The tiny boring engineer, therefore, always settles a numerous family at the same banquet. The bowl, ample for a dozen or two, is emptied in perfect harmony.

Curiosity made me count the brood, to see if the mother was able to estimate the victuals and to proportion the number of guests to the sumptuousness of the fare provided. My notes mention fifty-four larvae in the cell of a masked Anthophora (Anthophora personata). No other census attained this figure. Possibly, two different mothers had laid their eggs in this crowded habitation. With the Mason bee of the Walls, I see the number of larvae vary, in different cells, between four and twenty-six; with the mason bee of the Sheds, between five and thirty-six; with the three-horned Osmia, who supplied me with the largest number of records, between seven and twenty-five; with the blue Osmia (Osmia cyanea, KIRB.), between five and six; with the Stelis (Stelis nasuta), between four and twelve.

The first return and the last two seem to point to some relation between the abundance of provisions and the number of consumers. When the mother comes upon the bountiful larva of the masked Anthophora, she gives it half-a-hundred to feed; with the Stelis and the blue Osmia, n.i.g.g.ardly rations both, she contents herself with half-a-dozen. To introduce into the dining room only the number of boarders that the bill of fare will allow would certainly be a most deserving performance, especially as the insect is placed under very difficult conditions to judge the contents of the cell. These contents, which lie hidden under the ceiling, are invisible; and the insect can derive its information only from the outside of the nest, which varies in the different species. We should therefore have to admit the existence of a particular power of discrimination, a sort of discernment of the species, which is recognized as large or small from the outward aspect of its house. I refuse to go to this length in my conjectures, not that instinct seems to me incapable of such feats, but because of the particulars obtained from the three-horned Osmia and the two mason bees.

In the cells of these three species, I see the number of larvae put out to nurse vary in so elastic a fashion that I must abandon all idea of proportionate adjustment. The mother, without troubling unduly whether there be an excess or a dearth of provisions for her family, has filled the cells as her fancy prompted, or rather according to the number of ripe ovules contained in her ovaries at the time of the laying. If food be over-plentiful, the brood will be all the better for it and will grow bigger and stronger; if food be scarce, the famished youngsters will not die, but will remain smaller. Indeed, with both the larva and the full grown insect, I have often observed a difference in size which varies according to the density of the population, the members of a small colony being double the size of their overcrowded neighbors.

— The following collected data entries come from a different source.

PR #6446, opened 2023-11-10
i#6444 no exit: Dump rseq buffer on mid-region thread end

### LINKED ISSUE #6444: Trace ending mid-rseq is truncated by raw2trace
I encountered a trace with a truncated file: no thread exit at the end.
It ends with a write after PC 0x1141e187:

```
000000 | 000a 0008 000000001140fc66
00000c | 000a 0003 000000001140fc6e
000018 | 000a 0003 000000001140fc71
000024 | 000a 0003 000000001140fc74
000030 | 000a 0003 000000001140fc77
00003c | 000e 0005 000000001140fc7a
000048 | 0001 0008 00007f1e1bca6958
000054 | 000a 0007 000000001141e180
000060 | 000a 0009 000000001141e187
00006c | 0001 0008 00007f1e1bca8d68
```

Re-running raw2trace: that PC is a ways up in the log, followed by a long rseq sequence (it has a loop) which doesn't reach its end: it has a timestap and thread exit appearing as the thread exited mid-rseq-region it seems.  So apparently we do not output the rseq buffer in this case.

```
   8294 [drmemtrace]: Chunk instr count is now 1313701
   8295   0x000000001141e187  64 48 89 04 25 68 66 mov    %rax -> %fs:0xffff6668[8byte]
   8296                       ff ff
   8297 [drmemtrace]: Appended instr fetch for original 0x1141e187
   8298 [drmemtrace]: Appended memref type write (1) size 8 to 0x7f1e1bca8d68
   8299 [drmemtrace]: Chunk instr count is now 1313702
   8300 [drmemtrace]: --- Reached rseq entry (end=0x1141e1d8): buffering all output ---
   8301 [drmemtrace]: Appended marker type 24 value 0x1141e1d8
<...long sequence because of a loop in the rseq region...>
   9966   0x000000001141e1ce  49 39 c3             cmp    %r11 %rax
   9967 [drmemtrace]: Appended instr fetch for original 0x1141e1ce
   9968   0x000000001141e1d1  75 ed                jnz    $0x000000001141e1c0
   9969 [drmemtrace]: Remembering rseq branch 0x1141e1d1 -> 0x1141e1c0
   9970 [drmemtrace]: Appended instr fetch for original 0x1141e1d1
   9971 [drmemtrace]: Delaying 1 entries for decode=0x1141e1d1
   9972 [drmemtrace]: Remembered delayed branch decode=0x1141e1d1 target=0x1141e1c0
   9973 [drmemtrace]: Thread 775342 timestamp 0x002f684c2ceca958
   9974 [drmemtrace]: Appended marker type 3 value 0x1024
   9975 [drmemtrace]: Thread 775342 timestamp 0x002f684c2cecb08b
   9976 [drmemtrace]: Appended marker type 3 value 0x1029
   9977 [drmemtrace]: Discarded 1 entries for final branch without subsequent instr
   9978 [drmemtrace]: Thread 775342 exit
   9979 I1109 22:24:49.979226 2274534 decomposer.cc:574] raw2trace complete!
```

Two action items:

1) Output rseq buffer if we hit thread exit mid-rseq
2) Add invariant check that a thread exit footer exists for every thread

derekbruening:
If the thread trace ends mid-rseq-region, dump the buffer instead of losing not only the rseq sequence so far but also the thread exit record.

Adds a unit test.  Also tested on a real trace with this issue.

Fixes #6444

### DIFF
--- a/clients/drcachesim/tests/raw2trace_unit_tests.cpp
+++ b/clients/drcachesim/tests/raw2trace_unit_tests.cpp
@@ -1984,6 +1984,82 @@ test_rseq_side_exit_inverted_with_timestamp(void *drcontext)
         check_entry(entries, idx, TRACE_TYPE_FOOTER, -1));
 }
 
+/* Tests a trace ending mid-rseq (i#6444). */
+bool
+test_midrseq_end(void *drcontext)
+{
+    std::cerr << "\n===============\nTesting mid-rseq trace end\n";
+    instrlist_t *ilist = instrlist_create(drcontext);
+    instr_t *nop = XINST_CREATE_nop(drcontext);
+    instr_t *move1 =
+        XINST_CREATE_move(drcontext, opnd_create_reg(REG1), opnd_create_reg(REG2));
+    instr_t *move2 =
+        XINST_CREATE_move(drcontext, opnd_create_reg(REG1), opnd_create_reg(REG2));
+    instr_t *jcc =
+        XINST_CREATE_jump_cond(drcontext, DR_PRED_EQ, opnd_create_instr(move2));
+    instr_t *store =
+        XINST_CREATE_store(drcontext, OPND_CREATE_MEMPTR(REG2, 0), opnd_create_reg(REG1));
+    instr_t *move3 =
+        XINST_CREATE_move(drcontext, opnd_create_reg(REG1), opnd_create_reg(REG2));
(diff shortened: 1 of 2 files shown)


derekbruening:
ub22 failure is drcacheoff.simple #6416

derekbruening:
x32 failure set is #6417

PR #6454, opened 2023-11-14
i#5995: Add exclusive mode to drcachesim.

### LINKED ISSUE #5995: Add exclusive cache support
Today drcachesim supports fully-inclusive caches but does not have support for exclusive caches where the LLC is essentially a victim cache.  This is how many real-world last-level caches operate (e.g., Intel Skylake) and we would like to be able to model that.

brettcoon:
Allow caches to be configured with an exclusive policy to function as victim caches.  Caches with this policy are only populated by lines evicted from their children.

Also added accessors for snoop filter stats to cache_simulator_t.

Fixes #5995


clients/drcachesim/simulator/caching_device.cpp
```diff
@@ -209,52 +224,16 @@ caching_device_t::request(const memref_t &memref_in)
...
-            // If no parent we assume we get the data from main memory
-            if (parent_ != NULL)
+            // If no parent we assume we get the data from main memory.
+            if (parent_ != NULL) {
                 parent_->request(memref);
-            if (snoop_filter_ != NULL) {
-                // Update snoop filter, other private caches invalidated on write.
-                snoop_filter_->snoop(tag, id_, (memref.data.type == TRACE_TYPE_WRITE));
             }
-
```
derekbruening, line 219: (OK, all this moved to insert_tag(), with added logic for exclusive.)

clients/drcachesim/simulator/caching_device.cpp
```diff
@@ -359,28 +341,65 @@ caching_device_t::contains_tag(addr_t tag)
...
+//       * All caches *above* (parent) the snooped level are marked
+//         "non_coherent".
+//    * On HITS, writes get propagated up to the snoop filter for coherent
+//        unsnooped caches, via propagate_write().  This is to invalidate
+//        any copies of the line in other caches.
+//    * On MISSES:
+//      * the miss request gets propagated to parent as normal.
+//      * if cache is snooped, update snoop filter for the new line.
+//      * if the new line evicts an old line:
+//        * if cache in inclusive, invalidate evicted line from all children.
```
derekbruening, line 358: nit: s/in/is/

clients/drcachesim/simulator/caching_device.h
```diff
@@ -61,13 +61,17 @@ namespace drmemtrace {
 class snoop_filter_t;
 class prefetcher_t;
 
+// NINE = Non-Inclusive Non-Exclusive.
+enum class cache_inclusion_policy_t { NINE, INCLUSIVE, EXCLUSIVE };
```
derekbruening, line 65: Hmm, is "NINE" a widely recognized acronym?  Would it be better to be named "NEITHER"?  That seems more understandable at a glance without having to go hunt down this header comment.

clients/drcachesim/simulator/caching_device_stats.h
```diff
@@ -245,6 +247,9 @@ class caching_device_stats_t {
 
     int64_t num_inclusive_invalidates_;
     int64_t num_coherence_invalidates_;
+    // TODO: Hmm, maybe ought to combine inclusive and exclusive invalidation
+    // counters since they're exclusive.
```
derekbruening, line 251: Do you mean, because no one cache can have both?

clients/drcachesim/simulator/caching_device_stats.h
```diff
@@ -245,6 +247,9 @@ class caching_device_stats_t {
 
     int64_t num_inclusive_invalidates_;
     int64_t num_coherence_invalidates_;
+    // TODO: Hmm, maybe ought to combine inclusive and exclusive invalidation
```
derekbruening, line 250: Style: Always point at an issue with a TODO: `TODO i#5995:`.

clients/drcachesim/tests/drcachesim_unit_tests.cpp
```diff
@@ -313,6 +336,129 @@ LLC {
...
+
+    // L1s are 1-way, while L2 and LLC are both 4-way.
+    // If we cycle through 4 conflicting lines multiple times, the L2 will
+    // hold all four lines and never evict anything to LLC: we expect all
+    // misses in L1, 4 misses and many hits in L2, 4 misses and no hits
+    // in LLC.
+
+    // Test 4 conflicting lines.
+    const int NUM_LOOPS = 16;
+    const int L2_ASSOC = 4;
```
derekbruening, line 394: Unused.  Plus, has to match the config file: so if it were used, should have some check.

clients/drcachesim/tests/drcachesim_unit_tests.cpp
```diff
@@ -313,6 +336,129 @@ LLC {
...
+    const int LLC_ASSOC = 4;
```
derekbruening, line 395: Ditto.

clients/drcachesim/tests/drcachesim_unit_tests.cpp
```diff
@@ -313,6 +336,129 @@ LLC {
...
+    const int LLC_SIZE = 64 * 1024;
```
derekbruening, line 396: Add an assert that the parsed config has this same size.  Or just get rid of the constant and obtain the value from cache_sim.

clients/drcachesim/tests/drcachesim_unit_tests.cpp
```diff
@@ -313,6 +336,129 @@ LLC {
...
+    const int ADDR_STRIDE = LLC_SIZE; // Maximize conflicts.
+    const int CONFLICTING_ADDRESSES = 4;
+    for (int n = 0; n < NUM_LOOPS; n++) {
```
derekbruening, line 399: Style: Prefer `++n` in C++ code.

clients/drcachesim/tests/drcachesim_unit_tests.cpp
```diff
@@ -313,6 +336,129 @@ LLC {
...
+            if (!cache_sim.process_memref(make_memref(ADDR_STRIDE * i))) {
+                std::cerr << "drcachesim unit_test_child_hits failed: "
+                          << cache_sim.get_error_string() << "\n";
+                exit(1);
+            }
+        }
+    }
+
+    std::cerr << "Results from second exclusive-cache sequence.\n";
+    cache_sim.print_results();
```
derekbruening, line 445: Is this supposed to be only for verbose/diagnostic runs?  Or was it supposed to be printed after the first sequence too?

derekbruening (approved):

clients/drcachesim/reader/config_reader.cpp
```diff
@@ -273,15 +273,36 @@ config_reader_t::configure_cache(cache_params_t &cache)
...
+                }
                 cache.inclusive = true;
             } else {
                 cache.inclusive = false;
             }
+        } else if (param == "exclusive") {
+            // Is the cache exclusive of its children.
+            std::string bool_val;
+            if (!(*fin_ >> bool_val)) {
+                ERRMSG("Error reading cache inclusion policy from "
```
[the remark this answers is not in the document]
brettcoon: I think both inclusive and exclusive are considered "inclusion" policies, which is why I used to same message for both.  But I agree it's probably nicer to have more specific messages.

clients/drcachesim/tests/drcachesim_unit_tests.cpp
brettcoon: Either option is trickier than it sounds since there's no straightforward way to query the cache parameters from a cache_simulator_t object.  But that would improve the test, so I made a wrapper that exposes the cache_t objects so I can check the parameters.

clients/drcachesim/tests/drcachesim_unit_tests.cpp
brettcoon: Weird, I (almost) never use post-increment.  Not sure what got into me there.

clients/drcachesim/tests/drcachesim_unit_tests.cpp
brettcoon: Oops, yes, it was leftover from my development/debug.  Originally I printed both.  It's gone.

clients/drcachesim/simulator/caching_device.h
brettcoon: Honestly, I had the same question, but I found that label used on Wikipedia's entry for inclusion policy, as well as in unrelated online materials I found (such as https://youtu.be/zJzxHxThgPg?si=Z_vEWVl9zHOYstfI&t=188).  So it's an established label even if not universally known.  I don't like NEITHER since it implies only two other options, and there could be other variations added later, for example to model some real-world caches that are just _mostly_ exclusive.  The alternative I considered is NON_INC_NON_EXC, which is maybe more obvious to those unfamiliar with NINE, though I obviously favor keeping the "official" name for this policy.

clients/drcachesim/simulator/caching_device_stats.h
brettcoon: Right, that was just a note to self that I forgot to delete.

clients/drcachesim/simulator/caching_device.h
derekbruening: The problem is NINE looks like 9.  N_I_N_E would be better IMHO.  I would vote for NON_INC_NON_EXC.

The grubs are white, tapering at both ends, sharply segmented and covered all over their bodies with a coat of fine, soft hairs which is invisible except under the lens. The head consists of a little k.n.o.b much smaller in diameter than the body. In this head, the microscope reveals mandibles consisting of fine spikes of a tawny red, which spread into a wide, colorless base. Deprived of any indentation, incapable of chewing anything between their awl-shaped ends, these two tools serve at best to fix the grub slightly at some point of the fostering larva. Useless for carving, therefore, the mouth is a pure osculatory sucker, which drains the provisions by a process of exudation through the skin. We see here repeated what the Anthrax and the Leucospis have already shown us: the gradual exhaustion of a victim which the parasite consumes without killing it.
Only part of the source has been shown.